Quando il CT229 è stato testato per la tossicità, sono state osservate colonie più piccole e soppressione della crescita. Idealmente, si dovrebbe osservare una diminuzione da due a tre tronchi per procedere con gli schermi soppressori di lievito. Lo schermo del soppressore è stato condotto trasformando il ceppo tossico con la libreria genomica del lievito pYAP 13 e placcando i trasformatori sull'agar di galattosio.
I cloni soppressori ottenuti sono stati avvistati su un doppio agar di galattosio drop-out per confermare la soppressione della tossicità.
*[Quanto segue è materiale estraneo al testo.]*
PR #1072, opened 2016-06-09
Suggestion box while typing in the editor

Akarshit:
This is the initial version of the suggestion box for the community to try. 
Some bugs related to backspace are still left to fix. Meanwhile I would be happy happy to fix any other bugs encountered.


mrerrormessage:
Glad to see this PR. I'll review it in a few hours.

netlogo-gui/src/main/editor/Actions.scala
```diff
@@ -38,6 +38,8 @@ object Actions {
   def quickHelpAction(colorizer: Colorizer, i18n: String => String) =
     new MyTextAction(i18n("tabs.code.rightclick.quickhelp"),
       e => e.getHelpTarget(e.getSelectionStart).foreach(t => colorizer.doHelp(e, t)))
+  def codeCompletionAction(codeCompletionPopup: CodeCompletionPopup) = new MyTextAction("code-completion",
```
mrerrormessage: Doesn't look like the parameter is actually used here, could this just be `def codeCompletionAction = ...`?

netlogo-gui/src/main/editor/CodeCompletionPopup.scala
```diff
@@ -0,0 +1,135 @@
...
+import org.nlogo.api.CompilerServices
+import org.nlogo.core.DefaultTokenMapper
+import org.nlogo.window.AutoSuggest
+
+case class CodeCompletionPopup(compiler: CompilerServices) {
+  // To control when the popup has to automatically show
+  var isPopupEnabled = false
+  // To store the last value user selected
+  var lastSuggested = ""
+  var editorArea: EditorArea = null
```
mrerrormessage: This should be `Option[EditorArea]` instead of `null`. In scala you should use an `Option` whenever you have a `var` that might be empty.

mrerrormessage:
A few notes from testing this:
* When I started a completion and backspaced out until it disappeared, NetLogo locked and wouldn't do anything until I quit.
* I like that primitives are colored, but the colors are swapped. Commands should be in blue, reporters should be in purple.

netlogo-gui/src/main/editor/CodeCompletionPopup.scala
```diff
@@ -0,0 +1,135 @@
...
+    showPopup()
+    val position = editorArea.getCaretPosition
+    window.setLocation(editorArea.getLocationOnScreen.x + editorArea.modelToView(position + 1).x,
+      editorArea.getLocationOnScreen.y + editorArea.modelToView(position).y + editorArea.getFont.getSize)
+  }
+
+  /**
+    * Updates the list of the suggestion box and makes it visible.
+    */
+  def showPopup(): Unit = {
```
mrerrormessage: Both `enablePopup` and `showPopup` have comments explaining what they do and their name is not part of that comment. I would like to see them named a bit differently to indicate their functions - perhaps `displayPopup` and `updatePopup`?

netlogo-gui/src/main/editor/CodeCompletionPopup.scala
```diff
@@ -0,0 +1,135 @@
...
+    * Makes the suggestion box initially and displays it.
+    * Should only be called when the user presses the shortcut to
+    * enable the suggestion. To update the suggestions list call showPopUp()
+    */
+  def enablePopup(): Unit = {
+    isPopupEnabled = true
+    showPopup()
+    val position = editorArea.getCaretPosition
+    window.setLocation(editorArea.getLocationOnScreen.x + editorArea.modelToView(position + 1).x,
+      editorArea.getLocationOnScreen.y + editorArea.modelToView(position).y + editorArea.getFont.getSize)
```
mrerrormessage: When the popup is first shown to the user, I can definitely see it appear initially at the top left corner of the screen and then move to the current location. Could we make this call to `setLocation` come before `window.setVisible`?

netlogo-gui/src/main/editor/CodeCompletionPopup.scala
```diff
@@ -0,0 +1,135 @@
...
+  * This is the renderer to render elements of the list displayed
+  * in the suggestion box.
+  * @param editorArea
+  */
+class SuggestionListRenderer(editorArea: EditorArea) extends ListCellRenderer[String]{
+
+  override def getListCellRendererComponent(list: JList[_ <: String], value: String, index: Int, isSelected: Boolean, cellHasFocus: Boolean): Component = {
+    val label = new JLabel(value.asInstanceOf[String])
+    label.setForeground(if (DefaultTokenMapper.getCommand(value.asInstanceOf[String]).isEmpty) Color.BLUE
+    else new Color(0x551A8B))
```
mrerrormessage: I would prefer these colors to come out of `window.SyntaxColors`, since those are the colors used by the EditorColorizer.

netlogo-gui/src/main/editor/EditorArea.java
```diff
@@ -101,6 +114,30 @@ public EditorArea(int rows, int columns,
...
+      }
+
+      @Override
+      public void removeUpdate(DocumentEvent e) {
+        codeCompletionPopup.showPopup();
+      }
+
+      @Override
+      public void changedUpdate(DocumentEvent e) {}
+    });
```
mrerrormessage: All of this code works, but it's a lot of detail for a particular feature of the `EditorArea`. I'm going to leave a longer comment on the PR suggesting some ways that we can add functionality here without having `EditorArea` depend directly on `CodeCompletionPopup`.

netlogo-gui/src/main/window/AutoSuggest.scala
```diff
@@ -0,0 +1,218 @@
...
+  val trie = new TrieNode()
+  for(commandName <- commandNames) {
+    trie.append(commandName.toLowerCase)
+  }
+  for(reporterName <- reporterNames) {
+    trie.append(reporterName.toLowerCase)
+  }
+
+  def editDistance(s1: String, s2: String): Int = {
+    val memo = scala.collection.mutable.Map[(List[Char],List[Char]),Int]()
```
mrerrormessage: This should be a `scala.collection.mutable.WeakHashMap`. Also, please import the class at the beginning of the file and just use `Map`/`WeakHashMap` in code. Fully-qualified names are totally acceptable in the java files within NetLogo, but the devel team prefers scala code use imports where possible.

netlogo-gui/src/main/window/AutoSuggest.scala
```diff
@@ -0,0 +1,218 @@
...
+    def min(a:Int, b:Int, c:Int) = Math.min( Math.min( a, b ), c)
+    def sd(s1: List[Char], s2: List[Char]): Int = {
+      if (memo.contains((s1,s2)) == false)
+        memo((s1,s2)) = (s1, s2) match {
+          case (_, Nil) => s1.length
+          case (Nil, _) => s2.length
+          case (c1::t1, c2::t2)  => min( sd(t1,s2) + 1, sd(s1,t2) + 1,
```
mrerrormessage: I prefer not to have spaces between the open parens of a method invocation and its first argument. If you want to space out the arguments it's totally acceptable to move each argument to its own line.

netlogo-gui/src/main/window/AutoSuggest.scala
```diff
@@ -0,0 +1,218 @@
...
+            case Some(child) => helper(currentIndex + 1, child, items)
+            case None => items
+          }
+        }
+      }
+
+      helper(0, this, new ListBuffer[String]())
+    }
+
+    // Optimize this for @tailrec
```
mrerrormessage: Are you planning to optimize this for `@tailrec`? This comment will need to be removed either way.

netlogo-gui/src/main/window/AutoSuggest.scala
```diff
@@ -0,0 +1,218 @@
...
+  for(commandName <- commandNames) {
+    trie.append(commandName.toLowerCase)
+  }
+  for(reporterName <- reporterNames) {
+    trie.append(reporterName.toLowerCase)
+  }
+
+  def editDistance(s1: String, s2: String): Int = {
+    val memo = scala.collection.mutable.Map[(List[Char],List[Char]),Int]()
+    def min(a:Int, b:Int, c:Int) = Math.min( Math.min( a, b ), c)
```
mrerrormessage: In scala this can be written `a min b min c`

netlogo-gui/src/main/window/AutoSuggest.scala
```diff
@@ -0,0 +1,218 @@
...
+    def sd(s1: List[Char], s2: List[Char]): Int = {
```
mrerrormessage: What does `sd` mean? I would prefer a more descriptive name unless this is a domain-specific term (if it is just let me know).

netlogo-gui/src/main/window/AutoSuggest.scala
```diff
@@ -0,0 +1,218 @@
...
+
+  }
+
+  class TrieNode(val char : Option[Char] = None, var word: Option[String] = None) extends Trie {
+
+    val children: mutable.Map[Char, TrieNode] = new java.util.TreeMap[Char, TrieNode]().asScala
+
+    override def append(key: String) = {
+
+      @tailrec def appendHelper(node: TrieNode, currentIndex: Int): Unit = {
```
mrerrormessage: I really appreciate seeing `@tailrec`. It's super-important for a lot of recursive functions in scala. In general I prefer function annotations in the line before the function. Something like:
```scala
@tailrec
def appendHelper(...
```

mrerrormessage:
First, let me say that this PR looks really really good overall. I made a lot of comments, but many of them were about really small textual things. The general structure of the code looks good and I appreciate that you've put a lot of effort into it and generally gotten it working well.

I want to talk a little bit about how this code (and other code you'll be writing this summer) fits in architecturally. You'll notice that this branch failed the `depend` task on Travis. The general purpose of the depend task is to keep our code flexible by reducing the couplings between different modules. The particular violations in your code were that `CodeCompletionPopup` depends on `CompilerServices` and `window.AutoSuggest`. The reason they failed is because `CompilerServices` lives in `api` and `AutoSuggest` in `window`. We don't allow `editor` to depend on anything except for `core`. The reason for this is that we otherwise risk dependency cycles (since `window` depends on `editor`, for instance). We're going to need to take a few steps to fix the dependency issue here. The first is moving the files you created to a new package, we'll call it `ide`. That package can have an entry in `project/Depend.scala` allowing it to depend on `api` and `editor`. We'll also add an entry to `window` to allow that class to depend on `editor`.

Moving these files into a new package will get us most of the way there, but we'll still need to cut the dependency between `EditorArea` and `codeCompletionPopup`. We can do that by having `EditorArea` take a `Map<KeyStroke, TextAction>` and registering each pair with the input map on initialization. Then we'll pass in a Map containing the appropriate keystroke and code completion action when we build a new `EditorArea` in `CodeEditor`. This also means that we'll have to change the behavior of `codeCompletionAction` it can still be a `MyTextAction`, but it will have to be defined somewhere else, probably in the `ide` package. Notice that `MyTextAction` is built with a procedure that gives access to the `EditorArea`. Instead of just telling the popup to show itself, we can actually `init` a `codeCompletionPopup` at the time we get the action and add the appropriate `DocumentListener` to the `EditorArea` as well. This will allow us to have code completion without `EditorArea` needing to know anything about how code completion is setup.

All of what I just said is pretty complex, so please don't hesitate to ask any questions you may have. I'll be available tomorrow to answer questions and discuss any problems that may arise. Thanks again for the PR, it looks terrific!

Akarshit:
@mrerrormessage Thanks for reviewing the PR in detail. I will make the changes you suggested above.

netlogo-gui/src/main/window/AutoSuggest.scala
Akarshit: Actually it was String Distance. Anyway I will change that to something more descriptive.

netlogo-gui/src/main/ide/CodeCompletionPopup.scala
```diff
@@ -0,0 +1,152 @@
...
+        eA.getLocationOnScreen.y + eA.modelToView(position).y + eA.getFont.getSize)
+      updatePopup()
+    }
+  }
+
+  /**
+    * Updates the list of the suggestion box and makes it visible.
+    */
+  def updatePopup(): Unit = {
+    println("I was called")
```
mrerrormessage: This should be removed.

mrerrormessage:
The structure of the code looks much improved here. `netlogo/depend` is still failing, but you can add the appropriate entries for `ide` - allowing `ide` to depend on `editor` and `api`, as we discussed - and allowing `app` to depend on `ide`.

The colors for reporters and commands are still swapped. Commands should be blue, reporters should be purple. The code looks good for the most part, I'll go through and leave more comments line-by-line (but I may not be able to do that for all the code until tomorrow).

In testing, I'm running into exceptions for the following two cases, each of which raises a hard error in the NetLogo UI.
* Open a code completion popup, press escape, go somewhere else in the text, open a code completion popup, choose a selection and press enter.
* Open a code completion popup, press space, choose an item and press enter.

These look like separate bugs, but may end up having similar causes. Either way let's try to catch all the exceptions in `CodeCompletionPopup` so they don't propagate out to the user.

netlogo-gui/src/main/ide/CodeCompletionPopup.scala
```diff
@@ -0,0 +1,152 @@
...
+          list.foreach(dlm.addElement(_))
+          if (!list.isEmpty) {
+            lastSuggested = ""
+            window.validate()
+            window.setVisible(true)
+            // Required to keep the caret in the editorArea visible
+            eA.getCaret.setVisible(true)
+            suggestionDisplaylist.setSelectedIndex(0)
+          } else {
+            isPopupEnabled = false
```
mrerrormessage: It looks to me like there's a state machine made up of `isPopupEnabled`, `isVisible` and whether `autoSuggestListener` is registered. Think about whether that can be extracted into an object that manages the state to keep things simpler in the swing code.

netlogo-gui/src/main/ide/CodeCompletionPopup.scala
```diff
@@ -87,48 +91,66 @@ case class CodeCompletionPopup(compiler: CompilerServices) {
...
     for{eA <- editorArea} {
       isPopupEnabled = true
-      val token = compiler.getTokenAtPosition(eA.getText(), eA.getCaretPosition)
-      val position = if (token != null) token.start else eA.getCaretPosition
+      val tokenOption = getTokenTillPosition(eA.getText(), eA.getCaretPosition)
+      var position = 0
+      tokenOption match {
+        case Some(token) => position = token.start
+        case None => position = eA.getCaretPosition
+      }
```
Idloj: The above 5 lines can be simplified to:
`val position = tokenOption.map(_.start).getOrElse(eA.getCaretPosition)`

mrerrormessage:
Regarding `project/Depend.scala` - add the following line around line 63: `"ide" -> List("editor", "api"),`, also modify line 44 to be: "app" -> List("ide", "window"),`. The general format of project/Depend.scala is a map from package names to the names of packages which those packages are allowed to depend on.

netlogo-gui/src/main/ide/CodeCompletionPopup.scala
```diff
@@ -5,13 +5,15 @@ package org.nlogo.ide
...
 import java.awt.event._
 import javax.swing._
+import javax.swing.event.DocumentEvent
 
 import org.nlogo.api.CompilerServices
-import org.nlogo.core.DefaultTokenMapper
+import org.nlogo.core.{DefaultTokenMapper, Token}
 import org.nlogo.window.SyntaxColors
 import org.nlogo.editor.EditorArea
+import org.nlogo.lex.Tokenizer
```
mrerrormessage: This will need to be removed to get `depend` passing. Use `org.nlogo.core.TokenizerInterface` instead.

netlogo-gui/src/main/ide/CodeCompletionPopup.scala
```diff
@@ -87,48 +91,66 @@ case class CodeCompletionPopup(compiler: CompilerServices) {
...
+              window.setVisible(false)
+            }
+          case None => window.setVisible(false)
         }
       }
     }
   }
-  def isVisible() = window.isVisible
+  def getTokenTillPosition(source: String, position: Int): Option[Token] = {
+    val iterator = Tokenizer.tokenizeString(source)
```
mrerrormessage: Instead of using `Tokenizer`, use `org.nlogo.core.Femto.scalaSingleton[TokenizerInterface]("org.nlogo.lex.Tokenizer")`. Why go through all of that just to use the same object in the end? Because it ensures that this class depends on the stable published interface `org.nlogo.core.TokenizerInterface` instead of `org.nlogo.lex.Tokenizer`, which might change for any number of reasons unrelated to this class.

netlogo-gui/src/main/ide/CodeCompletionPopup.scala
```diff
@@ -87,48 +91,66 @@ case class CodeCompletionPopup(compiler: CompilerServices) {
...
-            window.validate()
-            window.setVisible(true)
-            // Required to keep the caret in the editorArea visible
-            eA.getCaret.setVisible(true)
-            suggestionDisplaylist.setSelectedIndex(0)
-          } else {
-            isPopupEnabled = false
+      if (isPopupEnabled ) {
+        var position = eA.getCaretPosition
+        for{docEvent <- docEventOption} {
```
mrerrormessage: Only lines 111-119 require the `docEventOption` parameter. Perhaps it would be better to extract a separate method. that calls into this one?

netlogo-gui/src/main/ide/CodeCompletionPopup.scala
Akarshit: Oh nice!
Thanks.

mrerrormessage:
This looks great! I'm going to merge this in, as well as open a few new issues for a few enhancements I think we'll want down the road but don't need to do before merging this in. Terrific work Akarshit!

I soppressori pSup1 e pSup2 sopprimevano la tossicità della proteina effettore, mentre pSup3 no. Queste procedure richiedono un'attenta attenzione ai dettagli oltre al lavoro preparatorio critico, incluso avere grandi quantità di supporti e piastre pronti prima di eseguire l'esperimento.
Una volta identificati i soppressori, possono essere eseguiti esperimenti per verificare le interazioni con l'effettore di interesse, tra cui abbattimenti, colocalizzazione dell'immunofluorescenza, knockout dell'effettore o eliminazione dei fattori ospiti identificati negli schermi. Lo sviluppo di questa tecnica per gli effettori clamidia ha permesso una rapida caratterizzazione preliminare delle proteine dell'effettore e ha contribuito a concentrare i nostri sforzi sulla chiarire i meccanismi molecolari sottostanti che mediano le interazioni patogene ospiti.